The saltmine shut down due to aboveground damages, the evaporator plant shut down, every bank is closed, the post office is closed, and there are more police and service personnel in town than ever before.

When does it return to normal?

Peace, Mooh


----------



## bw66 (Dec 17, 2009)

Glad to hear that you and yours are okay. Quite the calamity! We are praying for a speedy recovery for all involved.

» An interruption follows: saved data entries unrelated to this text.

PR #943, opened 2019-05-21
Fix focus_form events being rejected by enrichment

borismo:
# Background
I noticed a lot of the following errors in the Stream Enricher "bad" Kinesis Stream:
```
error: object instance has properties which are not allowed by the schema: ["type"]
    level: "error"
    schema: {"loadingURI":"#","pointer":""}
    instance: {"pointer":""}
    domain: "validation"
    keyword: "additionalProperties"
    unwanted: ["type"]
```
They happen mostly on `focus_form` events.
# Investigation
I took a look at [their schema](https://github.com/snowplow/iglu-central/blob/master/schemas/com.snowplowanalytics.snowplow/focus_form/jsonschema/1-0-0) and noticed they indeed do not accept an `type` property. However the schema does include an `elementType` property.
The [JavaScript Tracker](https://github.com/snowplow/snowplow-javascript-tracker/blob/master/core/lib/core.ts#L836) seems to send a `type` property for form events, but no `elementType`.
# Proposed solution
Therefore it seems to me that replacing the property in the schema would align with other form events and fix this problem.

Does that sound right?

### DIFF
--- a/schemas/com.snowplowanalytics.snowplow/focus_form/jsonschema/1-0-1
+++ b/schemas/com.snowplowanalytics.snowplow/focus_form/jsonschema/1-0-1
@@ -1,0 +1,47 @@
+{
+	"$schema": "http://iglucentral.com/schemas/com.snowplowanalytics.self-desc/schema/jsonschema/1-0-0#",
+	"description": "Schema for the focus of a form field",
+	"self": {
+		"vendor": "com.snowplowanalytics.snowplow",
+		"name": "focus_form",
+		"format": "jsonschema",
+		"version": "1-0-0"
+	},
+
+	"type": "object",
+	"properties": {
+		"formId": {
+			"type": "string",
+			"minLength": 0,
+			"maxLength": 64
+		},
+		"elementId": {
+			"type": "string",
+			"minLength": 0,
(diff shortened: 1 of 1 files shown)


bramelfrink:
Travis complains that the focus_form schema is not valid:
`1. Error: JSON Schema [iglu:com.snowplowanalytics.snowplow/focus_form/jsonschema/1-0-0] doesn't conform path [com.snowplowanalytics.snowplow/focus_form/jsonschema/1-0-1]`

If I understand correctly, you renamed `elementType` to `type` in the schema?

borismo:
> Travis complains that the focus_form schema is not valid

80c729f fixed it 🙂
> If I understand correctly, you renamed `elementType` to `type` in the schema?

Correct.

snowplowcla:

:memo: Please visit https://github.com/snowplow/snowplow/wiki/CLA to learn more and sign.

borismo:
> you'll need to sign a Contributor License Agreement

I signed it!

snowplowcla:
@borismo  has signed the Software Grant and Corporate Contributor License Agreement

GroverBI:
When will this be fixed?

PR #959, opened 2019-06-11
Storage Loader Failure Related Schemas

aldemirenes:


schemas/com.snowplowanalytics.snowplow.badrows/snowflake_bad_row/jsonschema/1-0-0
```diff
@@ -0,0 +1,38 @@
...
+    "format": "jsonschema",
+    "version": "1-0-0"
+  },
+  "type": "object",
+  "properties": {
+    "invalid_timestamp": {
+      "type": "object",
+      "description": "Information about the invalid timestamp error",
+      "properties": {
+        "timestamp_type": {
```
chuwy: I'd call this `timestamp` and another property `value`.

schemas/com.snowplowanalytics.snowplow.badrows/snowflake_bad_row/jsonschema/1-0-0
```diff
@@ -0,0 +1,38 @@
...
+  "description": "Schema for a Snowflake Loader specific bad row",
+  "self": {
+    "vendor": "com.snowplowanalytics.snowplow.badrows",
+    "name": "snowflake_bad_row",
+    "format": "jsonschema",
+    "version": "1-0-0"
+  },
+  "type": "object",
+  "properties": {
+    "invalid_timestamp": {
```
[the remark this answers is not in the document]
aldemirenes: I think we can convert `invalid_timestamp` to `invalid_timestamps` as an array, what do you think ?

schemas/com.snowplowanalytics.snowplow.badrows/snowflake_bad_row/jsonschema/1-0-0
```diff
@@ -0,0 +1,38 @@
+{
+  "$schema": "http://iglucentral.com/schemas/com.snowplowanalytics.self-desc/schema/jsonschema/1-0-0#",
+  "description": "Schema for a Snowflake Loader specific bad row",
+  "self": {
+    "vendor": "com.snowplowanalytics.snowplow.badrows",
+    "name": "snowflake_bad_row",
```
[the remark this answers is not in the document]
aldemirenes: Name should be only `snowflake_loader` then ?

schemas/com.snowplowanalytics.snowplow.badrows/snowflake_bad_row/jsonschema/1-0-0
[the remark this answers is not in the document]
aldemirenes: I think we can add new property `max_raw_length_exceeded`. Do you think it is okay ?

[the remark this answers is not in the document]
chuwy: 👍

schemas/com.snowplowanalytics.snowplow.badrows/snowflake_bad_row/jsonschema/1-0-0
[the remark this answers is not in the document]
chuwy: Yep, or even `snowflake`. Up to you

schemas/com.snowplowanalytics.snowplow.badrows/snowflake/jsonschema/1-0-0
```diff
@@ -0,0 +1,566 @@
+{
+  "$schema": "http://iglucentral.com/schemas/com.snowplowanalytics.self-desc/schema/jsonschema/1-0-0#",
+  "description": "Schema for a Snowflake Loader specific bad row",
+  "self": {
+    "vendor": "com.snowplowanalytics.snowplow.badrows",
+    "name": "snowflake",
+    "format": "jsonschema",
+    "version": "1-0-0"
+  },
+  "anyOf": [
```
chuwy: I think this should be `oneOf`. `anyOf` means that both schemas could be applied, e.g. object could be with `original`, `errors` *and* `failures`, `enrichedEvent` properties, whereas we clearly want it to be only one of these sets.

schemas/com.snowplowanalytics.snowplow.badrows/snowflake/jsonschema/1-0-0
```diff
@@ -0,0 +1,566 @@
...
+    {
+      "type": "object",
+      "description": "Model for storage loader failures with unknown data",
```
chuwy: `...unkown data, e.g. invalid enriched event`

schemas/com.snowplowanalytics.snowplow.badrows/snowflake/jsonschema/1-0-0
```diff
@@ -0,0 +1,566 @@
...
+            "type": "string"
+          }
+        }
+      },
+      "required": ["original", "errors"],
+      "additionalProperties": false
+    },
+    {
+      "type": "object",
+      "description": "Model for storage loader failure with known data",
```
chuwy: `...i.e. valid enrcied event`

schemas/com.snowplowanalytics.snowplow.badrows/snowflake/jsonschema/1-0-0
```diff
@@ -0,0 +1,566 @@
...
+      "properties": {
+        "failures": {
+          "type": "array",
+          "description": "Snowflake related failures",
+          "items": {
+            "anyOf": [
```
chuwy: `oneOf`?

schemas/com.snowplowanalytics.snowplow.storage/snowflake_config/jsonschema/2-0-0
```diff
@@ -0,0 +1,120 @@
...
+            "format": "uri"
+        },
+        "stage": {
+            "type": "string"
+        },
+        "stageUrl": {
+            "type": "string",
+            "format": "uri"
+        },
+        "badOutputUrl": {
```
chuwy: I think this should be required. If we're going to make the Transformer work on with FS, do you think it would validate `file:///some/path`-like URIs?

schemas/com.snowplowanalytics.snowplow.storage/snowflake_config/jsonschema/2-0-0
```diff
@@ -0,0 +1,120 @@
...
+    "description": "Snowplow Snowflake storage configuration",
+    "self": {
+        "vendor": "com.snowplowanalytics.snowplow.storage",
+        "name": "snowflake_config",
+        "format": "jsonschema",
+        "version": "2-0-0"
+    },
+    "type": "object",
+    "properties": {
+        "name": {
```
chuwy: Can we add human-readable descriptions please? I wasn't pedantic enough when designing first versions.

schemas/com.snowplowanalytics.snowplow.storage/snowflake_config/jsonschema/2-0-0
aldemirenes: Yeah, I think so. I will try to look at the FS support in the following days whether adding it would be easy or not. I can be more precise about this after looking at it.

yalisassoon:
Looks great @aldemirenes ! A few suggestions from me:

1. Can we have two separate schemas for the two error types please? They are so different that it will be much easier to treat them as different types, partition them separately and query them separately.
2. Should we add a processor object to both schemas, with the following two data points, indicating where the bad row was generated? This should make these bad row types consistent with those that [Ben defined](https://github.com/snowplow/iglu-central/tree/bad-rows/schemas/com.snowplowanalytics.snowplow.badrows)
  - artifact
  - version
3. Can we rename the "original" object to "payload". I _think_ this is more consistent with the naming in the other fields, and is clearer in terms of an analyst understanding that this was the payload that the loader tried to work with. Not sure if @chuwy agrees?

Thanks!

schemas/com.snowplowanalytics.snowplow.badrows/loader_failure_with_unkown_data/jsonschema/1-0-0
```diff
@@ -0,0 +1,45 @@
+{
+  "$schema": "http://iglucentral.com/schemas/com.snowplowanalytics.self-desc/schema/jsonschema/1-0-0#",
+  "description": "Schema for storage loader failures with unknown data, e.g. invalid enriched event",
+  "self": {
+    "vendor": "com.snowplowanalytics.snowplow.badrows",
+    "name": "loader_failure_with_unknown_data",
```
chuwy: Can we come up with a more concise name? At least `enriched_parsing_error` or `loader_parsing_error`, 3 underscores in an entity name is my personal upper bound limit.

schemas/com.snowplowanalytics.snowplow.badrows/snowflake_specific_failure/jsonschema/1-0-0
```diff
@@ -0,0 +1,561 @@
+{
+  "$schema": "http://iglucentral.com/schemas/com.snowplowanalytics.self-desc/schema/jsonschema/1-0-0#",
+  "description": "Schema for a Snowflake Loader specific bad row",
+  "self": {
+    "vendor": "com.snowplowanalytics.snowplow.badrows",
+    "name": "snowflake_specific_failure",
```
chuwy: If we remove `specific` part, will `snowflake_failure` mean that failure is not specific to snowflake? Also, the difference between "failure" and "error" is subtle, but this one is certainly not "failure".

schemas/com.snowplowanalytics.snowplow.badrows/loader_failure_with_unkown_data/jsonschema/1-0-0
aldemirenes: I think we can go with `enriched_parsing_error`

schemas/com.snowplowanalytics.snowplow.badrows/snowflake_specific_failure/jsonschema/1-0-0
aldemirenes: You are right, `specific` part can be removed. Then, is `snowflake_error` okay ?

chuwy: Yes, fine by me.

schemas/com.snowplowanalytics.snowplow.badrows/loader_failure_with_unkown_data/jsonschema/1-0-0
chuwy: I think we can do better, but if not - let's stick with `enriched_parsing_error`

aldemirenes: After second thought, I think `enriched_parsing_error` could be confused with `enrichment_failures` which Ben is creating. I think going with `loader_parsing_error` would be better.

chuwy:
Closing in favor of https://github.com/snowplow/iglu-central/pull/962

PR #960, opened 2019-06-13
ST-27: Improve error handling in stream tee - schema

knservis:
Bad row format for relays (to be used with stream tee first)

### DIFF
--- a/CHANGELOG
+++ b/CHANGELOG
@@ -1,3 +1,7 @@
+Release 106 (2019-07-03)
+------------------------
+Add com.snowplowanalytics.snowplow.badrows/relay_failure/jsonschema/1-0-0 (#974)
+
 Release 105 (2019-06-29)
 -----------------------
 Add com.snowplowanalytics.snowplow/gdpr/jsonschema/1-0-0 (#965)
--- a/README.md
+++ b/README.md
@@ -30,7 +30,7 @@ limitations under the License.
 [travis]: https://travis-ci.org/snowplow/iglu-central
 [travis-image]: https://travis-ci.org/snowplow/iglu-central.png?branch=master
 
-[release-image]: http://img.shields.io/badge/release-105-orange.svg?style=flat
+[release-image]: http://img.shields.io/badge/release-106-orange.svg?style=flat
 [releases]: https://github.com/snowplow/iglu-central/releases
 
 [license-image]: http://img.shields.io/badge/license-Apache--2-blue.svg?style=flat
--- a/schemas/com.snowplowanalytics.snowplow.badrows/relay_failure/jsonschema/1-0-0
+++ b/schemas/com.snowplowanalytics.snowplow.badrows/relay_failure/jsonschema/1-0-0
@@ -1,0 +1,882 @@
+{
+    "$schema": "http://iglucentral.com/schemas/com.snowplowanalytics.self-desc/schema/jsonschema/1-0-0#",
+    "description": "Schema for a bad row resulting from a relay failure",
+    "self": {
+        "vendor": "com.snowplowanalytics.snowplow.badrows",
+        "name": "relay_failure",
+        "format": "jsonschema",
+        "version": "1-0-0"
+    },
+    "type": "object",
+    "properties": {
+        "failure": {
+            "type": "object",
+            "description": "Information regarding the relay failure",
+            "properties": {
+                "timestamp": {
+                    "type": "string",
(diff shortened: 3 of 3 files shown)


knservis:
Hey @yalisassoon thanks for the review:
> We cannot assume that all the events feeding Stream Tee will be valid Snowplow events: there is a possibliity for example that there are some random entries on the Stream that have been generated by another process. So we need a way to fail these events and just report the raw line of data, so that someone debugging can spot that those failures were related to the stream that Stream Tee has been set to consume to contain some non-Snowplow data. (This might be the case if e.g. the microservice was configured on the wrong stream e.g. the raw rather than the enriched stream.) I expect this would cause a different type of error, one with a very different payload object. (Which would be one string field instead.) 

That was the intention of the field "eventRaw" here https://github.com/snowplow/iglu-central/pull/960/files#diff-b5d26a61baa9ec035f259fddf579c2daR834
Which is supposed to be included if the "eventStruct" is not.

@chuwy and @aldemirenes is that how it was done in loaders?

> Ideally it would be nice to think about the different types of failure and what individual data points we can pull out for each to make debugging easier. However, this might only become clear after a few months of running Stream Tee, so maybe we can leave the failure object as-is, and then evolve it in future versions?

Other than the message text and the stack trace I currently can not imagine what other information to add..

knservis:
@yalisassoon Thanks for our chat today. So my understanding is that it may be better to use two schemas (essentially split the schema here into those that have the message encoded and those that don't).

chuwy:
In loaders, Scala Analytics SDK represents an ultimate source of thuth - everything that couldn't be parsed by it - goes into "parsing error bad row". SDK also provides an information about the failure (instead of traceback) - what field has an unexpected format. @aldemirenes submitted https://github.com/snowplow/iglu-central/pull/963/commits/d98308f377317b3a20ae03c514b647c3f956883b representing this generic parsing failure

knservis:
TL;DR @yalisassoon I would leave things as they are as I don't see the bad errors on loaders being sufficiently diverse in structure or use to justify multiple schemas. 

Here is my understanfing of what is happening over at loaders:
When parsing an enriched event the errors are an array of string for each payload:
https://github.com/snowplow/iglu-central/blob/5c12a462974b46e9c6327fe74faf355c0b656780/schemas/com.snowplowanalytics.snowplow.badrows/loader_parsing_error/jsonschema/1-0-0#L17-L20

When the event has been successfully parsed the errors that can occur have to do with some ci=olumn snowflake does nt like (presumably schema mismatch) for which you can get the coolumn, value and relevant message:
https://github.com/snowplow/iglu-central/blob/5c12a462974b46e9c6327fe74faf355c0b656780/schemas/com.snowplowanalytics.snowplow.badrows/snowflake_error/jsonschema/1-0-0#L23-L27

and a deduplication error:
https://github.com/snowplow/iglu-central/blob/5c12a462974b46e9c6327fe74faf355c0b656780/schemas/com.snowplowanalytics.snowplow.badrows/snowflake_error/jsonschema/1-0-0#L39-L45
with as simple "message"

in addition, in both cases you get all the event fields (as it has been parsed). I am assuming that this can help with reprocessing. 

As these errors are known and on distinct stages so adding all those in a large error schema could become confusing. 

In the case of stream tee we may parse or not (based on config) and we may get an error that has stopped parsing or transmission, but we are not reprocessing using the bad stream. The error has to do with an individual event that out of a batch had an issue and should not be reprocessed (e.g. size rules violation or invalid structure). 

To be honest even if the message was successfully parsed I would suggest not having the fields of the event but just the undecoded event as I currently cannot see any other use other than debugging and alerting for those. 

I would add the analytics sdk version in the artefact name possibly. 

@aldemirenes and @chuwy let me know if you think otherwise.

yalisassoon:
Understood @knservis - let's proceed with your suggeseted schema.

alexanderdean:
Hey @knservis - I took a look as requested but I don't really have the context to take a design view on this. Happy to be readded as "reviewer" when it's ready for release.

knservis:
@alexanderdean I think we are ready for release

alexanderdean:
Please get ticks from @yalisassoon and @chuwy (they are on as reviewers) then @ me. You are missing various things to cut a new Iglu Central release (CHANGELOG etc).

knservis:
@alexanderdean How does it look now?

alexanderdean:
LGTM!

PR #1248, opened 2023-01-05
Release R139

spenes:
It adds `count.bad` field to be able to implement [transformer bad row count metric](https://github.com/snowplow/snowplow-rdb-loader/issues/1171).


istreeter (approved):
This is good.  Happy to approve it.  It simply adds a new field compared to the previous version.

I think strictly strictly strictly speaking, this would be a `2-1-0` schema.  Because `additionalProperties` is implicitly `true` for `count` object.  And [if you read the original schema-ver blog post](https://snowplow.io/blog/introducing-schemaver-for-semantic-versioning-of-schemas/)..... (yawn)

jbeemster (approved):

PR #1250, opened 2023-01-06
Add com.snowplowanalytics.snowplow/browser_context/jsonschema/1-0-0

### LINKED ISSUE #1249: Add com.snowplowanalytics.snowplow/browser_context/jsonschema/1-0-0

igneel64:
Adding the first version of the browser context schema.

close #1249

### DIFF
--- a/schemas/com.snowplowanalytics.snowplow/browser_context/jsonschema/1-0-0
+++ b/schemas/com.snowplowanalytics.snowplow/browser_context/jsonschema/1-0-0
@@ -1,0 +1,81 @@
+{
+  "$schema": "http://iglucentral.com/schemas/com.snowplowanalytics.self-desc/schema/jsonschema/1-0-0#",
+  "description": "Schema for browser contexts",
+  "self": {
+    "vendor": "com.snowplowanalytics.snowplow",
+    "name": "browser_context",
+    "format": "jsonschema",
+    "version": "1-0-0"
+  },
+  "type": "object",
+  "properties": {
+    "viewport": {
+      "type": "string",
+      "maxLength": 20,
+      "description": "Viewport dimensions of the browser. Arrives in the form of WidthxHeight e.g. 1200x900."
+    },
+    "documentSize": {
+      "type": "string",
+      "maxLength": 20,
+      "description": "Document dimensions. Arrives in the form of WidthxHeight e.g. 1200x900"
+    },
+    "resolution": {
+      "type": "string",
+      "maxLength": 20,
+      "description": "Device native resolution. Arrives in the form of WidthxHeight e.g. 1200x900"
+    },
+    "colorDepth": {
+      "type": "integer",
+      "minimum": 0,
+      "maximum": 1000,
+      "description": "The number of bits allocated to colors for a pixel in the output device, excluding the alpha channel."
+    },
+    "devicePixelRatio": {
+      "type": ["number", "null"],
+      "minimum": 0,
+      "maximum": 1000,
+      "description": "Ratio of the resolution in physical pixels to the resolution in CSS pixels for the current display device."
+    },
+    "cookiesEnabled": {
+      "type": "boolean",
+      "description": "Indicates whether cookies are enabled or not. More info and caveats at https://developer.mozilla.org/en-US/docs/Web/API/Navigator/cookieEnabled."
+    },
+    "online": {
+      "type": "boolean",
+      "description": "Returns the online status of the browser. Important caveats are described in https://developer.mozilla.org/en-US/docs/Web/API/Navigator/onLine."
+    },
+    "browserLanguage": {
+      "type": ["string", "null"],
+      "maxLength": 20,
+      "description": "The preferred language of the user, usually the language of the browser UI. RFC 5646 https://datatracker.ietf.org/doc/html/rfc5646."
+    },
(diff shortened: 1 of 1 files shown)


schemas/com.snowplowanalytics.snowplow/browser_context/jsonschema/1-0-0
```diff
@@ -0,0 +1,76 @@
...
+      "maximum": 1000,
+      "description": "Number of logical processors available to run threads on the user's computer."
+    },
+    "tabId": {
+      "type": ["string", "null"],
+      "format": "uuid",
+      "description": "An identifier for the client browser tab the event is sent from."
+    }
+  },
+  "required": ["viewport", "documentSize", "cookiesEnabled", "online", "colorDepth", "resolution"],
```
paulboocock, line 74: Think we could make `tabId` required so we can rely on it being there if the browser_context is enabled?

igneel64: We have discussed that in the thread https://github.com/snowplow/snowplow-javascript-tracker/pull/1088#discussion_r954815662

There are cases where we use `null` as the value of the tabId. Of course feel free to add your take!

schemas/com.snowplowanalytics.snowplow/browser_context/jsonschema/1-0-0
```diff
@@ -0,0 +1,76 @@
...
+      "description": "Device native resolution. Arrives in the form of WidthxHeight e.g. 1200x900"
+    },
+    "colorDepth": {
+      "type": "integer",
+      "minimum": 0,
+      "maximum": 1000,
+      "description": "The number of bits allocated to colors for a pixel in the output device, excluding the alpha channel."
+    },
+    "devicePixelRatio": {
+      "type": ["integer", "null"],
```
matus-tomlein, line 34: Could this be a non-integer value as well? In addition to the 1 and 2 values, the docs say that "Other values may be returned as well in the case of unusually low resolution displays or, more often, when a screen has a higher pixel depth than double the standard resolution of 96 or 76 DPI.". So theoretically it could also be 0.XXX, right?

schemas/com.snowplowanalytics.snowplow/browser_context/jsonschema/1-0-0
```diff
@@ -0,0 +1,76 @@
...
+      "minimum": 0,
+      "maximum": 1000,
```
matus-tomlein, line 36: Nit: the `maximum` and `maxLength` values in most of these seem quite loose. If we don't know the bounds or are not sure then lets keep it like this, but in case there is a known limit that we could set, I think there is a potential it could help filter out some fabricated or bot events in some cases if we validate the values.

igneel64: The limits are kind of arbitrary with some padding on future values since I thought we could be a bit more lenient.
 _(Probably a DPR cannot reach 1000 soon 😆 )_

>  I think there is a potential it could help filter out some fabricated or bot events in some cases if we validate the values

So in that one you mean by setting a standard limit and let them fall through to the bad rows ?

schemas/com.snowplowanalytics.snowplow/browser_context/jsonschema/1-0-0
igneel64: It could be theoretically since it is the result of a division, but I am not aware of a case where CSS pixels could/would be set as 'fractional' to the physical pixels. The classic _'There is no half pixel'_, but certainly a browser engineer could have not thought about the case as well.

- Do you think we should set this as a `number` value ? 
- For special cases which are out of scope of 'normal' values, I believe it would be ok to have the validation provide a hint on this. Meaning events going to the bad rows. WDYT ?

matus-tomlein: I don't know but the fact that the documentation for the `devicePixelRatio` mentions the weird cases like that makes me think that we should make it a `number` type. I guess I would opt for being more lenient here, there are all kinds of weird scaling setups which I don't know much about.

matus-tomlein: Also the [docs say](https://developer.mozilla.org/en-US/docs/Web/API/Window/devicePixelRatio) that it is "A double-precision floating-point value".

schemas/com.snowplowanalytics.snowplow/browser_context/jsonschema/1-0-0
matus-tomlein: Right, that's what I meant – for the events with obviously weird values to go to bad rows. But it's a nitpick that has pretty marginal value so if it's difficult to say for sure, just leave the lenient setting.

matus-tomlein (approved):
LGTM!

Btw, sorry for not going back to this after your changes, I didn't get a notification when you resolved the comments. Next time, please ask for re-review when I should look again, so that I get the email to remind me.

paulboocock (approved):

matus-tomlein:
Cherry picked into R140 #1256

P.S. I'm glad to see you're still on the board - haven't seen a post in a while and I always appreciate what you have to say.


----------



## Jim DaddyO (Mar 20, 2009)

Glad you are safe Mooh...hope everything works out for you and the rest of the town.


----------



## GuitarsCanada (Dec 30, 2005)

All the best to everyone that was hit by that storm. Hoping for a sppedy recovery from this.


----------



## ronmac (Sep 22, 2006)

Glad to know that you and yours are OK, Mooh. I can't imagine the turmoil and uncertainty that you must be experiencing. 

Be well.


----------



## greco (Jul 15, 2007)

Mooh...Thanks for your post. 

It is such a relief to know that you and your family are OK.

Hope that you are able to get through all that has to be done in the coming weeks/months without too much hardship.

Dave


----------



## cheezyridr (Jun 8, 2009)

i'm glad you are ok. the pics and vids look bad. i've been around my fair share of tornadoes, and of course i'm always amazed by their power. but if you are observant, you'll see some really amazing things too.

i just wanted to say something positive is all.


----------



## Mooh (Mar 7, 2007)

bw66 said:


> Glad to hear that you and yours are okay. Quite the calamity! We are praying for a speedy recovery for all involved.
> 
> P.S. I'm glad to see you're still on the board - haven't seen a post in a while and I always appreciate what you have to say.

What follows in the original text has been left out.